Detak jantungku masih tak karuan yang diiringi desahan nafas Jeska seringkali tembus menyentuh hidungku. Maklumlah posisi kami saat di Ambulans itu berhadapan sangat dekat. Terlihat jelas bola mata Jeska yang nampak keabu-abuan.
"Yahh, secara Jeska keturunan Bule". Gumamku dalam hati.
Setiap detail wajah Jeska terus ku ingat dan kupandangi dalam-dalam.
Pikirku, "Walau kelak nanti tak berjodoh, aku masih bisa menikmati detail wajahnya walau pun, tinggal bayangan".
Lantas tak sengaja Jeska membuyarkan pandanganku terhadap dirinya.

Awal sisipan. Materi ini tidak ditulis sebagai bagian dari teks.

Issue #147, opened 2019-05-17
Consider an optional switch to turn all `deps` into `exports`, allowing access to all transitive classes just be depending on the top level artifact


jin:
This was motivated by a conversation with @simonstewart for better developer ergonomics and gradual adoption, due to the behavior replicating Maven and Gradle.

The general idea is to depend on just the top level dependency, and get all the classes in the transitive classpath for free. This was previously implemented by @davidsantiago in https://github.com/jin/rules_maven/pull/9, but we removed it in https://github.com/jin/rules_maven/pull/16 with the concerns stated in the first comment and @dkelmer's comment in https://github.com/jin/rules_maven/pull/16#pullrequestreview-210447108

We should consider the tradeoffs between ergonomics and the growth of classpath complexity. This can be an opt-in feature with major disclaimers on its implications.

shs96c:
As an opt-in feature, this is great. There are plenty of libraries that people depend on via Maven that are designed to bring in others transitively (for example, Selenium's `selenium-java` package, which gives access to a whole heap of magic) 

Ideally, this could be configured at the repository level (if I'm pulling from Maven Central, I want the default maven behaviour, but if I'm pulling from a local maven repo maybe something more disciplined makes sense) At the artifact level would end up being super-noisy in the common case.

uri-canva:
I think this is required for scala support: the way the types work means that all libraries need to be compiled with symbols from transitive dependencies available during compilation.

jin:
Should we have this as an opt-in feature per artifact? That is,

"Roy! Kamu kenapa sihh? Sedari tadi ku pandang, kau hanya asik menatapku. Tambah senyum-senyum sendiri lagi. Ihh mengerikan tau'. Aku takut nih!".
Dengan pandangan penuh harap serta sedikit gemetar dari kedua tangan Jeska, Jeska menambahkan rengekan ala gadis kota yang manja dan takut akan suasana horor di Ambulans malam itu. Sontak saja, diriku langsung memeluknya dengan lembut, seakan tak ingin melukai hati Jeska.
"Roy? Kamu apa-apaan sih? Aku tuh takut, bukan ingin di peluk!".
Sanggah Jeska dengan suara lantang yang menambah nuansa horor di Mobil Ambulans itu.
"Iya sayang ku Jeska. Aku tau kamu takut, makanya aku peluk. Kamu ngak mau yah ku peluk? Daripada dipeluk sama mayat, mending aku aja yang peluk yah. Hhhe". Jawabku dengan beberapa recehan senda gurau yang nampaknya mulai meluluhkan rasa gengsi Jeska.
"Kamu tuh yahh"
Jeska melayangkan cubitan maut ala semutnya di lengan dan perut bagian pinggangku. Secara Jeska merasa tak adil dengan posisinya saat itu.
"Kamu pikir dengan rasa takutnya aku, aku mau kau peluk seenaknya?! Hahaha dasar mesum".
Ku jawab lembut kekonyolan Jeska.
"Jadi gimana nih? kamu yang meluk aku? Atau aku yang....?".
Tanpa mendengarkan sambungan pertanyaan dariku, Jeska langsung melayangkan pelukan tubuh mungilnya ke dalam diriku. Dan aku pun membalas pelukan Jeska dengan sedikit sentuhan manis dari bibir hitamku.